- _Data for processing_
Issue #739, opened 2019-05-02
Improve recovery display proofing flow


sethherr:
Right now there are too many moving parts in the recovery_display flow.

We need to streamline it to improve efficiency and make it easier for more people to share the responsibility for proofing and posting them.

Steps I see for this:

- Add a `recovery_display_status` enum to `StolenRecord` , with values of something like `not_eligible`, `waiting_on_decision`, `displayed` & `not_displayed` (not eligible including recoveries that don't have an image, that we didn't help, or that aren't open to being shared).
- Make the default recoveries index page only show recoveries that are `waiting_on_decision`
- Improve the recovery_display form page
  - add text about our standards for the text (e.g. length, no swears or racism)
  - add a live character count
  - make it default to using the existing bike image
  - remove link column (it isn't used), and remove bike_url field (it's confusing, also isn't used)
  - add the full text of the recovery in a non-editable text block, so you can see the original as you edit the content you're posting
- Make the flow work smoothly - clicking on "skip this recovery" returns you to the `waiting_on_decision` recoveries, clicking on "display this recovery" probably slides down the recovery display form on that page, so you don't have to switch between pages.
- After shipping, migrate all existing stolen records to use the new recovery_display_status attribute. In a separate PR remove `recovery_posted` from stolen record

---

Additional fix that should happen in here - right now I don't think you can update the checkboxes on the recovery edit page. When working on this page, a submit button should be added too.

sethherr:
resolved by @Robertgervais

PR #829, opened 2019-05-31
improve recovery displays workflow

Robertgervais:


Robertgervais:
https://github.com/bikeindex/bike_index/blob/4865f5635b56d6fefcf6bdaa11e86c76430728c2/spec/models/stolen_record_spec.rb

app/controllers/bikes/recovery_controller.rb
```diff
@@ -12,7 +12,9 @@ def edit
     end
 
     def update
-      if @stolen_record.add_recovery_information(permitted_params)
+      update_params = permitted_params.merge(recovering_user: current_user)
```
sethherr: Use the way this is done on master - it's in the permitted params.

app/controllers/bikes/recovery_controller.rb
```diff
@@ -12,7 +12,9 @@ def edit
...
+      if @stolen_record.add_recovery_information(update_params)
+        @stolen_record.update_attributes(recovery_display_status: 3)
```
sethherr: Should be a string

app/controllers/bikes/recovery_controller.rb
sethherr: View the changes done here: https://github.com/bikeindex/bike_index/pull/846/files

app/models/stolen_record.rb
```diff
@@ -168,14 +185,26 @@ def tsv_row(with_article = true, with_stolen_locations: false)
     row
   end
 
+  def calculated_recovery_display_status
+    return "not_eligible" unless can_share_recovery
+    return "not_displayed" if not_displayed?
+    return "displayed" if displayed?
```
sethherr: Are you going to set this to `displayed` somewhere else in the future?

app/models/stolen_record.rb
```diff
@@ -168,14 +185,26 @@ def tsv_row(with_article = true, with_stolen_locations: false)
...
   def add_recovery_information(info = {})
     info = ActiveSupport::HashWithIndifferentAccess.new(info)
     self.date_recovered = TimeParser.parse(info[:date_recovered], info[:timezone]) || Time.now
     update_attributes(current: false,
                       recovered_description: info[:recovered_description],
                       recovering_user_id: info[:recovering_user_id],
                       index_helped_recovery: ("#{info[:index_helped_recovery]}" =~ /t|1/i).present?,
-                      can_share_recovery: ("#{info[:can_share_recovery]}" =~ /t|1/i).present?)
+                      can_share_recovery: ("#{info[:can_share_recovery]}" =~ /t|1/i).present?,
+                      recovery_display_status: calculated_recovery_display_status)
```
sethherr: you don't need to do this, it happens automatically in the callback

app/models/stolen_record.rb
Robertgervais: No, the only place it gets set to displayed, currently, is when the display get's created.

app/models/stolen_record.rb
```diff
@@ -100,7 +109,15 @@ def self.locking_defeat_description_select
     locking_defeat_description.map { |l| [l, l] }
   end
 
-  before_save :set_phone, :fix_date, :titleize_city, :update_tsved_at
+  before_save :set_calculated_attributes
```
sethherr: The new approach I'm taking with putting all callbacks (ie `before_save ...`) up at the top, after the scopes. It makes it easier to find. You don't need to move the method, but I would like it if you moved this up there to the top!

app/models/stolen_record.rb
sethherr: Great! That makes sense.

Robertgervais:
Responded. I took `recovery_display_status` out of `add_recovery_info`, and all of THE TESTS I WROTE are still green, but it still won't let me set enum status in console when I remove this. I know what before_save is supposed to do, and it makes sense not to have it in two places, but without it I can't seem to get the `waiting_on_decision` status set and I'm not sure why.

Robertgervais:
#739

PR #835, opened 2019-06-03
Display UI feedback when marking ambassador activities completed

### LINKED ISSUE #801: Feedback on checking ambassador task complete
Two things that would improve this interaction:

- Display alert when one is clicked (probably using our existing [alert coffee file](app/assets/javascripts/revised/components/alerts.coffee))
- Update the leaderboard number when there is a change

jmromer:
- Updates the organized/ambassador_dashboard UI to display feedback when a 
- Changes the task completion checkbox to a "Mark complete" / "Mark pending" button
- Displays an appropriate flash message on success / failure
- Displays an updated leaderboard when marking an item complete
- Makes the ambassador association subtype-specific in order to return Ambassador objects from association methods and only permit Ambassador instances when persisting assignments: a78e79f

demo

Resolves  #801


app/controllers/organized/ambassador_dashboards_controller.rb
```diff
@@ -11,10 +11,14 @@ def show
           .includes(:ambassador_task_assignments)
           .sort_by { |ambassador| -ambassador.percent_complete }
 
-      @ambassador_task_assignments =
-        current_user
-          .ambassador_task_assignments
-          .task_ordered
+      if current_user.ambassador?
+        current_ambassador = Ambassador.find(current_user.id).decorate
+        @suggested_activities = current_ambassador.suggested_activities.decorate
```
sethherr: Could you put `task_ordered` scope on this?

jmromer: It's set in the decorator:
```rb
# app/decorators/ambassador_decorator.rb L5-10 (7839d064)

def ambassador_task_assignments
  ambassador
    .ambassador_task_assignments
    .includes(:ambassador_task)
    .task_ordered
end
```

app/decorators/ambassador_task_assignment_decorator.rb
```diff
@@ -0,0 +1,18 @@
...
+  def button_to_toggle_completion_status(current_user, current_organization)
+    return unless current_user.ambassador?
+
+    is_complete = ambassador_task_assignment.completed?
+    button_label = is_complete ? "Mark Pending" : "Mark Complete"
+
+    h.button_to(
+      button_label,
+      h.organization_ambassador_task_assignment_url(current_organization, ambassador_task_assignment),
+      method: :put,
```
sethherr: Would you add a bootstrap button class to this too?

app/models/ambassador_task.rb
```diff
@@ -1,6 +1,6 @@
 class AmbassadorTask < ActiveRecord::Base
   has_many :ambassador_task_assignments
-  has_many :users, through: :ambassador_task_assignments
+  has_many :ambassadors, through: :ambassador_task_assignments
```
sethherr: Nice! Makes sense.

app/decorators/ambassador_task_assignment_decorator.rb
jmromer: Good catch, thanks! Updated

Screen Shot 2019-06-03 at 3 16 59 PM

app/models/ambassador_task.rb
```diff
@@ -14,14 +14,14 @@ def description_html
...
-    ambassador_task_assignments.create(user: user)
+  def assign_to(ambassador)
+    ambassador_task_assignments.create(ambassador: ambassador)
   end
 
   # Assigns the task to all ambassadors, if not already assigned
   def ensure_assigned_to_all_ambassadors!
     Ambassador.find_each do |ambassador|
-      next if ambassador_task_assignments.exists?(user: ambassador)
+      next if ambassador_task_assignments.exists?(ambassador: ambassador)
```
sethherr: Does this instantiate every ambassador? aka, will this generate performance issues and should this use pluck & array comparison outside of the `find_each`, and batch generate the tasks - for when we have 100 ambassadors?

spec/models/ambassador_task_assignment_spec.rb
```diff
@@ -5,48 +5,52 @@
...
-    let!(:ambassador_task_assignment2) { FactoryBot.create(:ambassador_task_assignment, user: ambassador, completed_at: Time.now - 1.day) }
-    it "is complete" do
-      ambassador.reload
-      expect(ambassador.ambassador_task_assignments.completed).to eq([ambassador_task_assignment2])
-      expect(ambassador.ambassador_task_assignments.locked_completed.pluck(:id)).to eq([ambassador_task_assignment2.id])
-      expect(ambassador.ambassador_task_assignments.pending_completion.pluck(:id)).to eq([ambassador_task_assignment1.id])
-      ambassador_task_assignment1.update_attributes(completed_at: Time.now - 1.minute)
-      ambassador.reload
-      expect(ambassador.ambassador_task_assignments.pending_completion.pluck(:id)).to eq([ambassador_task_assignment1.id])
+  describe "#completed" do
```
sethherr: nit: I know this isn't TDD doctrine, but for tests like this where you're adding a bunch of objects in the database, in the interest of preventing the test suite from slowing down, I lean towards trying to consolidate and only create the objects once - unless -

- Creating them multiple times makes the tests easier to understand
- The different objects don't overlap much, so there would be little (or no) time savings
- Too many things are tested, so when modifying or adding to anything in the app it breaks the fat tests
- ... or anything else tilts the balance at all

I'd **much** prefer comprehensive, readable tests to incomplete tests. This is mainly a justification for why I wrote just one test block originally.

app/models/ambassador_task.rb
jmromer: We could definitely do away with instantiating models but most of the time is spent in the db — for 100 users this'll take around 15 seconds (extrapolating based on the 29 ambassador records I have locally). I think it would be a good idea to (a) move this logic into a background job or (b) bulk insert

PR #836, opened 2019-06-03
Update omniauth, jazz_fingers

jmromer:
Eliminates deprecation warnings from outdated versions of omniauth, jazz_fingers.

### Before

```
% bin/rails c

W, [2019-06-02T10:15:34.073533 #83787]  WARN -- : You are setting a key that conflicts with a built-in method OmniAuth::AuthHash::InfoHash#name defined at ~/.asdf/installs/ruby/2.5.1/lib/ruby/gems/2.5.0/gems/omniauth-1.3.2/lib/omniauth/auth_hash.rb:34. This can cause unexpected behavior when accessing the key as a property. You can still access the key via the #[] method.
~/.asdf/installs/ruby/2.5.1/lib/ruby/gems/2.5.0/gems/jazz_fingers-5.0.0/lib/jazz_fingers/prompt.rb:40:
warning: method Pry#input_array is deprecated. Use Pry#input_ring instead
Loading development environment (Rails 4.2.11)
2.5.1 (bikeindex)[1] »
```

### After

```
bike_index task-completion-feedback % bin/rails c
Loading development environment (Rails 4.2.11)
2.5.1 (bikeindex)[1] »
```

See: 
https://github.com/omniauth/omniauth/issues/872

- _Task instructions_
Return exactly the lines that run from the top of the listing above to the line containing "- Improve the recovery_display form page", please, keeping both end lines and leaving out everything else.

- _Problem solution_
Issue #739, opened 2019-05-02
Improve recovery display proofing flow


sethherr:
Right now there are too many moving parts in the recovery_display flow.

We need to streamline it to improve efficiency and make it easier for more people to share the responsibility for proofing and posting them.

Steps I see for this:

- Add a `recovery_display_status` enum to `StolenRecord` , with values of something like `not_eligible`, `waiting_on_decision`, `displayed` & `not_displayed` (not eligible including recoveries that don't have an image, that we didn't help, or that aren't open to being shared).
- Make the default recoveries index page only show recoveries that are `waiting_on_decision`
- Improve the recovery_display form page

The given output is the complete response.